In the entries below, identify every line with the string "refunds" and copy it.

## Data to use
[Start of Attachment]
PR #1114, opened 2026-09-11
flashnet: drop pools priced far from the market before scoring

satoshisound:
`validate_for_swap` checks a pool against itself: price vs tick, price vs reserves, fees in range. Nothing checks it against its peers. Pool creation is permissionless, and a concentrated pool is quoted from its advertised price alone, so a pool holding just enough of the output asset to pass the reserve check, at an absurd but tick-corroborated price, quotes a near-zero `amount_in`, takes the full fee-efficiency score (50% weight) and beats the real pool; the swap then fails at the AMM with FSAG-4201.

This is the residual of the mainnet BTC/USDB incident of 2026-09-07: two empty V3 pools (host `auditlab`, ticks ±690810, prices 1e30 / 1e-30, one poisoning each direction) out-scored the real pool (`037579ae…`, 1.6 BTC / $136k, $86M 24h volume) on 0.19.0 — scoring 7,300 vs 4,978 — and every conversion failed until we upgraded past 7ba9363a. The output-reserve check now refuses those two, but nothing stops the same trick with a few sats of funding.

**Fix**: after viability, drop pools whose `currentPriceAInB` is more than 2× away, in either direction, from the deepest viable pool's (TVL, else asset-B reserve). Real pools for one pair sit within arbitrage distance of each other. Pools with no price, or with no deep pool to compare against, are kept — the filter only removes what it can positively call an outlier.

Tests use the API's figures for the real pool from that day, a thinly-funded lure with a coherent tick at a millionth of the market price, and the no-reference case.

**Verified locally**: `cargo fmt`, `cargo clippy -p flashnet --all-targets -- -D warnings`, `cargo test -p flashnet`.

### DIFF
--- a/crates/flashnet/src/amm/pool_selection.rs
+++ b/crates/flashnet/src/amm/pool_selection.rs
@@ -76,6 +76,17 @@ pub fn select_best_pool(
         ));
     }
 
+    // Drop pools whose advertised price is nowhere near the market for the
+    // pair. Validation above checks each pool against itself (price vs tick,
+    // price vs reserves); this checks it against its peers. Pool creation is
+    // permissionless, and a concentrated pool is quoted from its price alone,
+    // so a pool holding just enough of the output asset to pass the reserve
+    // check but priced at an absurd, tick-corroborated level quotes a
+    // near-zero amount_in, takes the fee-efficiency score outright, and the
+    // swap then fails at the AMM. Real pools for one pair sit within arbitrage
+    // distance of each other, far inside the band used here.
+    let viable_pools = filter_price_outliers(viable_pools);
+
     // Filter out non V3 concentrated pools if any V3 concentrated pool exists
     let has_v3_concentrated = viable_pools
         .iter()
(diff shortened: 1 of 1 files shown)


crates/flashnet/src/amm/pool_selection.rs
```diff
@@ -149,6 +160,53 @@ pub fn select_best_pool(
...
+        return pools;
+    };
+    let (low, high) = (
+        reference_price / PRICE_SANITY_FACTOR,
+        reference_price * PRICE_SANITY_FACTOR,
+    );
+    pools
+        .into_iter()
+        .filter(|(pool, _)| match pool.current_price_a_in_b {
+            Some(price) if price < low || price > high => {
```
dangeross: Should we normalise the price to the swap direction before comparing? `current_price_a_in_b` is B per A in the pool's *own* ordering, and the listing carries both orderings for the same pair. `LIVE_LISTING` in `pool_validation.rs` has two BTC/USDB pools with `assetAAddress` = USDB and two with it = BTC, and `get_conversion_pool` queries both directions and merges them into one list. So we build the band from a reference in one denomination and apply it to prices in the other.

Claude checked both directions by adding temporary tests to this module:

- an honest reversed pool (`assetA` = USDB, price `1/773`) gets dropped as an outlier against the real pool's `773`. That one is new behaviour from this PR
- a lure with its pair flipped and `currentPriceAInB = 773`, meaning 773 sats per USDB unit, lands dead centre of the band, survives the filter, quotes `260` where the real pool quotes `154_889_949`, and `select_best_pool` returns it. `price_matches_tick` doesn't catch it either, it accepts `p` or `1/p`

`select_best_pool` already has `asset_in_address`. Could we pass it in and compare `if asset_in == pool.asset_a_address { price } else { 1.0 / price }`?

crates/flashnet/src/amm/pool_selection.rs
[End of Attachment]
[Start of Attachment]
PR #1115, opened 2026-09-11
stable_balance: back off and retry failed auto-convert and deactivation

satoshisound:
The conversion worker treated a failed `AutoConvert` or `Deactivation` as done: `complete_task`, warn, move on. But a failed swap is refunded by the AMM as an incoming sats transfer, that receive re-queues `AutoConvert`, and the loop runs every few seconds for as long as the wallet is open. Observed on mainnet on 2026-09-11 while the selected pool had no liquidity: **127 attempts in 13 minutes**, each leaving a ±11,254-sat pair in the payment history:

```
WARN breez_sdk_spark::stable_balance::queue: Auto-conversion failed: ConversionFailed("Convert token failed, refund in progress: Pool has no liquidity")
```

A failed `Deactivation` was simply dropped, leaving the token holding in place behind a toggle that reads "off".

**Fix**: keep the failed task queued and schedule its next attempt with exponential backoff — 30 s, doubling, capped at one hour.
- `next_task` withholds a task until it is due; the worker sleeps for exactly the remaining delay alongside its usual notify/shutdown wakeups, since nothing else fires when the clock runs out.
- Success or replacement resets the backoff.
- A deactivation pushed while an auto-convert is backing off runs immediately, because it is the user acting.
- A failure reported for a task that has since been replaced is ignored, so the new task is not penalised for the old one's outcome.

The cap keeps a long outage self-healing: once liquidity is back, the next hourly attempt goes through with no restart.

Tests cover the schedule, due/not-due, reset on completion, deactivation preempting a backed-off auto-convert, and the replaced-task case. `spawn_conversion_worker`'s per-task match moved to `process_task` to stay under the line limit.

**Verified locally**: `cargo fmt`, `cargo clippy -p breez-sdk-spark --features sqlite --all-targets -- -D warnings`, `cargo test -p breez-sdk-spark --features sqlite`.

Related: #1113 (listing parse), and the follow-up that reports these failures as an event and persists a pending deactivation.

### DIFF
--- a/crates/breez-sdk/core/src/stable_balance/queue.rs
[End of Attachment]
[Start of Attachment]
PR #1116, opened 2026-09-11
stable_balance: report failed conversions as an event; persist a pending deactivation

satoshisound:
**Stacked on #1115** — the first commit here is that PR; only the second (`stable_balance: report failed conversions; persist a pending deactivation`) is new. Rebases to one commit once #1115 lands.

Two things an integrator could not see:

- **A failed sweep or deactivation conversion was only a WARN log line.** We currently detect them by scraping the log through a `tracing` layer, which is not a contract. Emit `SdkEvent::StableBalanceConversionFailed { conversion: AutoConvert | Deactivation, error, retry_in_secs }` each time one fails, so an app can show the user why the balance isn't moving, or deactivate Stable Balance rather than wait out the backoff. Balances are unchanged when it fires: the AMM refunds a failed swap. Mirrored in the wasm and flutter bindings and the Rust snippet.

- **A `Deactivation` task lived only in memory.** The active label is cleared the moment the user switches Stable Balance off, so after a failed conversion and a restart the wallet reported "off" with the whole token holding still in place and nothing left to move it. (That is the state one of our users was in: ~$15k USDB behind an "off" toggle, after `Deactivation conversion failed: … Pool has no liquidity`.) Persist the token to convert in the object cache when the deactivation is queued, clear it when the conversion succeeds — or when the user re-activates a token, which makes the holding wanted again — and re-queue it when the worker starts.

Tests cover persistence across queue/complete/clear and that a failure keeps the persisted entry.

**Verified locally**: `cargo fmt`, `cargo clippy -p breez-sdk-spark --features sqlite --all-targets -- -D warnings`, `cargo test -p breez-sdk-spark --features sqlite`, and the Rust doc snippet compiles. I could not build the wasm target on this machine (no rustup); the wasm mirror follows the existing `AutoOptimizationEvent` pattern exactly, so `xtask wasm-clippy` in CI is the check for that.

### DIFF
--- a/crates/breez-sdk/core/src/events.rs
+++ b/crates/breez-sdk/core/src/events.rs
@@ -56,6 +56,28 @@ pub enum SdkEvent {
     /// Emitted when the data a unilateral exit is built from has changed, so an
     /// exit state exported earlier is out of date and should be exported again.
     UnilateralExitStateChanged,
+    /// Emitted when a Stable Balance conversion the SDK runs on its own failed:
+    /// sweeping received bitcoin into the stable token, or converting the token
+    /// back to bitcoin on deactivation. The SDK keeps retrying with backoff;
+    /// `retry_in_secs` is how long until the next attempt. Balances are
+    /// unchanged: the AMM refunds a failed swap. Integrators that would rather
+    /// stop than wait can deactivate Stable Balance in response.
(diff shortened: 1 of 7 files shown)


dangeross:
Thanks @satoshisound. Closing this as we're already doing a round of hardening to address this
[End of Attachment]
## Task result
- **A failed sweep or deactivation conversion was only a WARN log line.** We currently detect them by scraping the log through a `tracing` layer, which is not a contract. Emit `SdkEvent::StableBalanceConversionFailed { conversion: AutoConvert | Deactivation, error, retry_in_secs }` each time one fails, so an app can show the user why the balance isn't moving, or deactivate Stable Balance rather than wait out the backoff. Balances are unchanged when it fires: the AMM refunds a failed swap. Mirrored in the wasm and flutter bindings and the Rust snippet.
+    /// unchanged: the AMM refunds a failed swap. Integrators that would rather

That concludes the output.